=== Section Start ===

PR #2396, opened 2026-09-03
fix(vault): polish the Deposit Progress modal

### LINKED ISSUE #2344: Deposit Progress modal: collapse inactive steps, highlight failures, restyle the detail block
## Context

The Deposit Progress modal, shown after submitting a deposit. It tracks four steps — Register deposit, Set up claim, Sign payout, Activate BTC Vault — each with its own signature counter. Three screenshots are attached: the initial dark-theme state, a mid-flow state on step 2, and a failed state. Rendered by `services/vault/src/components/simple/DepositProgressView/`.

### 1. Step number stroke colour

**Now:** the active step's number circle uses `border-2 border-primary-light`, which renders white in dark theme.
**Expected:** `#5A5A5A`.
**Where:** `services/vault/src/components/simple/DepositProgressView/StepRow.tsx:87`

Note there is no `#5A5A5A` token in the vault theme today — `secondary-strokeDark` is `#cccccc` and `secondary-strokeLight` is `#dddddd` (`services/vault/src/globals.css:80-81`), and the only `#5A5A5A` in the repo is a local constant in `applications/aave/utils/healthFactorDisplay.ts`. Confirm the intended token with design rather than hardcoding.

### 2. Remove the footer caption

**Now:** every state of the modal prints "To ensure a seamless deposit, do not spend the BTC allocated for this process until the transaction is confirmed." under the CTA.
**Expected:** removed.
**Where:** `services/vault/src/components/simple/DepositProgressView/DepositCardShell.tsx`, string in `services/vault/src/copy.ts`

### 3. Give the detail rows their own background

**Now:** on the active step, `Est. remaining` and `Pre-Pegin Bitcoin transaction` sit directly on the step block with no separation.
**Expected:** their own background block, matching Figma. Check the copy in it at the same time.
**Where:** `services/vault/src/components/simple/DepositProgressView/BtcConfirmationDetail.tsx`, `GroupBlock.tsx`

### 4. Collapse everything but the active step

**Now:** completed steps and upcoming steps both stay expanded in the list. In the mid-flow screenshot, step 1 is completed and still occupying space while steps 3 and 4 are listed below.
**Expected:** only the active step is shown expanded.
**Where:** `services/vault/src/components/simple/DepositProgressView/GroupedProgress.tsx`, `CompletedStepsPill.tsx`

### 5. Highlight the failed step in red

**Now:** on failure only the small `✗` next to "Sign and broadcast BTC Pre-Pegin transaction" is red. The sub-step label, the parent step label and the step number all stay black, so the failure is easy to miss against the "Transaction failed" card lower down.
**Expected:** the failed step itself renders red.
**Where:** `services/vault/src/components/simple/DepositProgressView/StepRow.tsx`

## Open question

"Hide completed steps and next ones" reads as show-only-the-active-step. Confirm whether completed steps collapse to a single summary line — `CompletedStepsPill.tsx` suggests that pattern already exists — or disappear entirely.

<details>

> *Deposit Progress modal*
> • stroke colour around numbers: #5A5A5A, not white
> • remove caption below: "To ensure a seamless deposit, do not spend the BTC allocated for this process until the transaction is confirmed."

> *Deposit Progress modal*
> • add background to the block with estimated time and transaction, same as in Figma. and check text there
> • hide completed steps and next ones
> • highlight error step in red colour, so it is more visible

</details>

jeremy-babylonlabs:
## Summary

Polish pass on the Deposit Progress modal: the numbered step circles get a neutral stroke, the footer caption goes away, detail panels sit on their own surface, only the group the flow is actually in stays on screen, and a failed step now reads red end to end.

## Changes

**1. Step-number circles use the stroke token, not the text colour**

`GroupHeader`'s `GroupIndicator` drew its ring in `accent-primary`, which the vault re-points to `#ffffff` in dark mode; `StepRow`'s active 32px circle drew its ring in `primary-light`, the `#387085` teal. Neither is a stroke colour. Both now use `border-secondary-strokeDark`.

The issue notes there is no `#5A5A5A` token — there is: core-ui's dark `secondary.strokeDark` is exactly `#5A5A5A`. Only the light value is re-pointed in the vault (`services/vault/src/globals.css`, to `#cccccc`), so no new token was needed.

**2. Footer caption removed**

`DepositCardShell` loses its `footnote` prop, its rendering and the copy string behind it (`COPY.deposit.progress.doNotSpendWarning`).

The issue quotes the caption as "To ensure a seamless deposit…", but the string shipped in this modal is "Do not spend the BTC used for this deposit until the transactions are confirmed." — same element, different wording. The similarly named `COPY.deposit.refundSuccess.doNotSpendWarning(symbol)` is untouched; `RefundSuccessContent` still uses it.

**3. Detail panels get their own surface**

`BtcConfirmationDetail`, `EthConfirmationDetail`, `ProviderWaitDetail` and `FeeRateSelector` all painted `bg-secondary-highlight` — the exact fill of the `GroupBlock` card that encloses them, so every panel read flat. They now share `rounded-lg border border-secondary-strokeLight bg-primary-contrast p-3`: `#F5F7F2` on the card's `#F9F9F9` in light (separation comes mostly from the `#dddddd` border there), `#191919` on `#252525` in dark. Copy inside the panels is unchanged.

Background token chosen from the existing palette; the Figma page was not reachable, so this is pending a design check.

**4. Only the current group renders**

The stepper previously hid completed groups (they fold into the "X of N steps completed" pill, which stays) and rendered every later group as a collapsed header row. Now only the group holding the current step renders — in `GroupedProgress` and in each lane of `SplitGroupedProgress`.

Split lanes need one extra rule, because the flow parks every vault on `AWAIT_BTC_CONFIRMATION` and then advances only the vault it is processing (`useDepositFlow.ts`). A queued lane therefore sits on the trunk's last step after the trunk has already folded into the pill, and taking the rule literally would erase that vault's whole column. Once the trunk is no longer rendered, each lane's group lookup is clamped into the branch range: a queued vault shows its next group as a not-started header, a finished vault keeps its last group marked complete. Group status and sub-step state still come from the lane's real step, so nothing is misreported. While the trunk is on screen the columns stay hidden — every lane is in the state the trunk card already shows.

The rule is "the group whose inclusive step range covers the current step" (new `groupContainsStep` in `steps.ts`), not "the group whose status is active". The two differ on the pre-sign entry: with `started` false `buildStepGroups` deliberately marks the current group `upcoming`, so an active-only rule would render nothing at all on a WOTS re-offer, and a rule keyed on the Pre-PegIn step would resurrect the finished Register-deposit group. The range rule handles the fee-selector entry, the mid-flow re-offer and completion (nothing renders) with one predicate.

With a single block on screen, `StepConnector` is unreachable and is deleted.

**5. A failed step reads red**

Only the 16px close icon was red before. Now `StepRow` renders an errored step's label in `font-medium text-error-main`, and `GroupHeader` takes a `hasError` prop that turns the group title and the numbered circle red. `GroupBlock` passes `hasError && group.status === "active"`, so an un-started group never inherits a failure.

Colour alone is not an accessible failure signal, so the group indicator also swaps its `aria-label` from "In progress" to a new `COPY.deposit.a11y.groupStatus.failed`. The per-step labels are unchanged.

Worth a design decision before merge: `error-main` is `#D32F2F`, which measures 4.73:1 against the light group card `#F9F9F9` (passes) but 3.08:1 against the dark `#252525` — below the 4.5:1 WCAG AA floor for 14px text. The palette has no compliant red (`error-light` `#EF5350` reaches only 4.40:1 on dark), so this uses the token the design asked for rather than inventing one.

## Tests

- `GroupedProgress.test.tsx` — upcoming groups are no longer rendered, the current one is; pre-sign entry still opens the Pre-PegIn group with its fee selector; the un-started mid-flow re-offer renders its own group and not the finished one; error styling on the group title and sub-step label.
- `SplitGroupedProgress.test.tsx` — each lane renders only its own current group; a queued vault stays visible once the trunk folds away; a finished vault stays visible while a sibling runs; no columns while the shared trunk runs; the trunk keeps the single fee selector on the un-started entry.
- `StepRow.test.tsx` — errored label colour, pending label stays muted.
- `DepositCardShell.test.tsx` / `DepositProgressView.test.tsx` — footnote assertions removed, group-header expectations updated.

211 tests pass across `DepositProgressView`, `DepositSignContent` and `ResumeDepositContent`; lint and `tsc --noEmit` are clean.

Closes #2344

### DIFF
--- a/services/vault/src/components/simple/DepositProgressView/BtcConfirmationDetail.tsx
+++ b/services/vault/src/components/simple/DepositProgressView/BtcConfirmationDetail.tsx
@@ -47,7 +47,7 @@ export function BtcConfirmationDetail({
     : "flex items-center justify-between gap-2";
 
   return (
-    <div className="mt-3 flex flex-col gap-2 rounded-lg bg-secondary-highlight p-3">
+    <div className="mt-3 flex flex-col gap-2 rounded-lg border border-secondary-strokeLight bg-primary-contrast p-3">
       <div className={rowClass}>
         <Text as="span" variant="body2" className="text-accent-secondary">
           {depthReached ? COPY.deposit.waitDetails.status : copy.estRemaining}:
--- a/services/vault/src/components/simple/DepositProgressView/BtcConfirmationDetail.tsx
+++ b/services/vault/src/components/simple/DepositProgressView/BtcConfirmationDetail.tsx
@@ -1,6 +1,7 @@
 import { Loader, Text } from "@babylonlabs-io/core-ui";
 
 import { CopyableHash } from "@/components/shared/CopyableHash";
+import { DETAIL_PANEL_CLASS } from "@/components/shared/layoutClasses";
 import { COPY } from "@/copy";
 import { getBtcExplorerTxUrl } from "@/utils/explorer";
 
@@ -47,7 +48,7 @@ export function BtcConfirmationDetail({
     : "flex items-center justify-between gap-2";
 
   return (
-    <div className="mt-3 flex flex-col gap-2 rounded-lg border border-secondary-strokeLight bg-primary-contrast p-3">
+    <div className={`mt-3 ${DETAIL_PANEL_CLASS}`}>
       <div className={rowClass}>
         <Text as="span" variant="body2" className="text-accent-secondary">
           {depthReached ? COPY.deposit.waitDetails.status : copy.estRemaining}:
--- a/services/vault/src/components/simple/DepositProgressView/GroupBlock.tsx
+++ b/services/vault/src/components/simple/DepositProgressView/GroupBlock.tsx
@@ -2,10 +2,10 @@
  * GroupBlock
  *
  * Renders one step group with the deposit-progress design: the active group
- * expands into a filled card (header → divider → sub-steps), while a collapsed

=== Section End ===

- [Try it]
Exact reproduction of the lines from the top of the material through the line where "are listed below." appears is required, both boundary lines included, with no other output.

- [Solution for this problem]
PR #2396, opened 2026-09-03
fix(vault): polish the Deposit Progress modal

### LINKED ISSUE #2344: Deposit Progress modal: collapse inactive steps, highlight failures, restyle the detail block
## Context

The Deposit Progress modal, shown after submitting a deposit. It tracks four steps — Register deposit, Set up claim, Sign payout, Activate BTC Vault — each with its own signature counter. Three screenshots are attached: the initial dark-theme state, a mid-flow state on step 2, and a failed state. Rendered by `services/vault/src/components/simple/DepositProgressView/`.

### 1. Step number stroke colour

**Now:** the active step's number circle uses `border-2 border-primary-light`, which renders white in dark theme.
**Expected:** `#5A5A5A`.
**Where:** `services/vault/src/components/simple/DepositProgressView/StepRow.tsx:87`

Note there is no `#5A5A5A` token in the vault theme today — `secondary-strokeDark` is `#cccccc` and `secondary-strokeLight` is `#dddddd` (`services/vault/src/globals.css:80-81`), and the only `#5A5A5A` in the repo is a local constant in `applications/aave/utils/healthFactorDisplay.ts`. Confirm the intended token with design rather than hardcoding.

### 2. Remove the footer caption

**Now:** every state of the modal prints "To ensure a seamless deposit, do not spend the BTC allocated for this process until the transaction is confirmed." under the CTA.
**Expected:** removed.
**Where:** `services/vault/src/components/simple/DepositProgressView/DepositCardShell.tsx`, string in `services/vault/src/copy.ts`

### 3. Give the detail rows their own background

**Now:** on the active step, `Est. remaining` and `Pre-Pegin Bitcoin transaction` sit directly on the step block with no separation.
**Expected:** their own background block, matching Figma. Check the copy in it at the same time.
**Where:** `services/vault/src/components/simple/DepositProgressView/BtcConfirmationDetail.tsx`, `GroupBlock.tsx`

### 4. Collapse everything but the active step

**Now:** completed steps and upcoming steps both stay expanded in the list. In the mid-flow screenshot, step 1 is completed and still occupying space while steps 3 and 4 are listed below.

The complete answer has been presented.